Word for word, set down the listing that appears after this line.

__Stored data__

* * *

PR #2173, opened 2018-07-05
Load logpath only after findtime is configured

mattsta:
### Commit Message
When new log paths are configured, their start offset is immediately determined
by a filter searching for (now - findTime).
But, since findTime is configured *after* the log is loaded and
searched, logs are only searched back by the default 10 minute findTime,
regardless of user configuration of jail settings.

So, findTime must be configured before logpath or else the default findtime
is used, which ignores any findtime time defined by the user.

This fixes new reads on startup for actual log files. The systemd filter
always performed as expected due to being setup after the jail's
findtime config submission.

### Story Time!
It took me probably 10 hours to track down this problem. Spent a long time thinking regexes were just broken for half my jails because lookback-on-load worked reliably on some jails, but not others. Turns out the reliable jails were all systemd and loading from files was kinda broken. Then took a while to figure out how configs actually get loaded.

### Additional Fixes Maybe
The newer config options `logtimezone` and `logencoding` are also loaded after the logfile is initially processed. If those are used to read the log, they should also be configured before `logpath` gets sent to the transmitter, otherwise default class values will always be used instead of configured values.

and, one minor change that may have helped cut hours off these debuggles: surfacing the initial lookback results in INFO mode instead of deep debug mode ([here](https://github.com/fail2ban/fail2ban/blob/ddff67acb3f529e6835c66954d64f8fd322eefa6/fail2ban/server/filter.py#L1039-L1041) and [here](https://github.com/fail2ban/fail2ban/blob/ddff67acb3f529e6835c66954d64f8fd322eefa6/fail2ban/server/filter.py#L1118-L1120)) would be nice for users to always know (since it's the start point for _actually_ searching for bad actions on startup).

### DIFF
--- a/fail2ban/client/jailreader.py
+++ b/fail2ban/client/jailreader.py
@@ -90,12 +90,12 @@ class JailReader(ConfigReader):
 		opts1st = [["bool", "enabled", False],
 				["string", "filter", ""]]
 		opts = [["bool", "enabled", False],
-				["string", "logpath", None],
-				["string", "logtimezone", None],
-				["string", "logencoding", None],
 				["string", "backend", "auto"],
 				["int",    "maxretry", None],
 				["string", "findtime", None],
+				["string", "logpath", None],
+				["string", "logtimezone", None],
+				["string", "logencoding", None],
 				["string", "bantime", None],
 				["string", "usedns", None], # be sure usedns is before all regex(s) in stream
 				["string", "failregex", None],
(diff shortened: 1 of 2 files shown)


sebres:
I've rebased this to 0.10 (because affected also) and made a small amendment to cover all possible constellations.
Will merge hereafter if all test-cases passed.
Thank you for your contribution!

* * *

__Result of the exercise__
PR #2173, opened 2018-07-05
Load logpath only after findtime is configured

mattsta:
### Commit Message
When new log paths are configured, their start offset is immediately determined
by a filter searching for (now - findTime).
But, since findTime is configured *after* the log is loaded and
searched, logs are only searched back by the default 10 minute findTime,
regardless of user configuration of jail settings.

So, findTime must be configured before logpath or else the default findtime
is used, which ignores any findtime time defined by the user.

This fixes new reads on startup for actual log files. The systemd filter
always performed as expected due to being setup after the jail's
findtime config submission.

### Story Time!
It took me probably 10 hours to track down this problem. Spent a long time thinking regexes were just broken for half my jails because lookback-on-load worked reliably on some jails, but not others. Turns out the reliable jails were all systemd and loading from files was kinda broken. Then took a while to figure out how configs actually get loaded.

### Additional Fixes Maybe
The newer config options `logtimezone` and `logencoding` are also loaded after the logfile is initially processed. If those are used to read the log, they should also be configured before `logpath` gets sent to the transmitter, otherwise default class values will always be used instead of configured values.

and, one minor change that may have helped cut hours off these debuggles: surfacing the initial lookback results in INFO mode instead of deep debug mode ([here](https://github.com/fail2ban/fail2ban/blob/ddff67acb3f529e6835c66954d64f8fd322eefa6/fail2ban/server/filter.py#L1039-L1041) and [here](https://github.com/fail2ban/fail2ban/blob/ddff67acb3f529e6835c66954d64f8fd322eefa6/fail2ban/server/filter.py#L1118-L1120)) would be nice for users to always know (since it's the start point for _actually_ searching for bad actions on startup).

### DIFF
--- a/fail2ban/client/jailreader.py
+++ b/fail2ban/client/jailreader.py
@@ -90,12 +90,12 @@ class JailReader(ConfigReader):
 		opts1st = [["bool", "enabled", False],
 				["string", "filter", ""]]
 		opts = [["bool", "enabled", False],
-				["string", "logpath", None],
-				["string", "logtimezone", None],
-				["string", "logencoding", None],
 				["string", "backend", "auto"],
 				["int",    "maxretry", None],
 				["string", "findtime", None],
+				["string", "logpath", None],
+				["string", "logtimezone", None],
+				["string", "logencoding", None],
 				["string", "bantime", None],
 				["string", "usedns", None], # be sure usedns is before all regex(s) in stream
 				["string", "failregex", None],
(diff shortened: 1 of 2 files shown)


sebres:
I've rebased this to 0.10 (because affected also) and made a small amendment to cover all possible constellations.
Will merge hereafter if all test-cases passed.
Thank you for your contribution!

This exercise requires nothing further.